- _Directions for this task_: State, as a single number, how many lines in the data below contain "pull".

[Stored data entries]
^^^^^^^^

PR #10261, opened 2024-04-03
 Mobile: Resolves #10245: Allow marking items as "ignored" in sync status 

### LINKED ISSUE #10245: Mobile: Add a way to ignore sync issues related to a specific attachment
### Operating system

Android

### Joplin version

3.0.2

### Desktop version info

_No response_

### Current behaviour

Currently, it doesn't seem to be possible to fix certain types of attachment-related sync issues without reinstalling Joplin Mobile. Sometimes, these issues only affect 1-2 attachments and can be safely ignored. At present, however, there doesn't seem to be a way to dismiss the "some items could not be synchronized" banner.

One possible solution would be to add an ignore button to the list of synchronization errors (perhaps just below the "retry" button). If all sync errors are ignored or resolved, the "some items could not be synchronized" banner should no longer be shown.

See also [this post on the Joplin forum](https://discourse.joplinapp.org/t/repaeted-sync-problem/37008/2).

### Expected behaviour

It should be possible to hide the "some items could not be synchronized" banner.

### Logs

_No response_

personalizedrefrigerator:
# Summary

Adds an "ignore" button to the mobile sync status screen.

Resolves #10245.

# Notes

- **At present, this "ignore" button is only shown on mobile.** On desktop, there are currently more options to resolve a sync issue (e.g. by deleting a large item through the attachments screen).
- An "ignore" button is currently not shown for resource download failures.
- This pull request adds a `sync_warning_dismissed` field to `sync_items`, which **requires upgrading the database**.
  - If an item has `sync_warning_dismissed = 1`, that item will not cause a "some items cannot be synchronized" warning to be shown (other items can still trigger the warning).
  - An item with `sync_warning_dismissed = 1` will still cause failures when attempting to switch sync targets.
    - **Note**: Particularly for errors like "exceeds maximum item size of 100 kB", it could make sense to still allow switching sync targets.
- The sync status screen is migrated to TypeScript.

# Screenshot

screenshot: In addition to the existing "retry" buttons to the right of each item in the "sync failed" list, items have an "ignore" button

# Testing

Although this pull request has an automated test, it should also be tested manually. This can be done by:
1. Setting up Joplin Server sync.
2. Setting the maximum item size to a small number like 1024 (bytes)
   screenshot: Maximum item size set to 1024 in the Joplin Server config page
3. Creating 1-2 items that are larger than this limit and syncing.
4. Clicking on the "some items could not be synchronized" banner.
5. Clicking "ignore" by each of the sync issue records.
6. Verifying that the "some items could not be synchronized" error message disappears.
7. Verifying that the item is moved under "ignored items"
8. Resyncing
9. Verifying that no sync warning is shown
10. Opening sync status (configuration > tools > sync status)
11. Clicking "retry" next to one of the ignored items
12. Resyncing
13. Verifying that the warning is shown again
 
This has been tested successfully on an Android 12 emulator.


packages/app-mobile/components/screens/status.tsx
```diff
@@ -1,37 +1,49 @@
...
+	public constructor(props: Props) {
+		super(props);
 		this.state = {
 			report: [],
 		};
 	}
 
-	UNSAFE_componentWillMount() {
-		this.resfreshScreen();
+	public override componentDidMount() {
```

^^^^^^^^

- _Answer below_: 2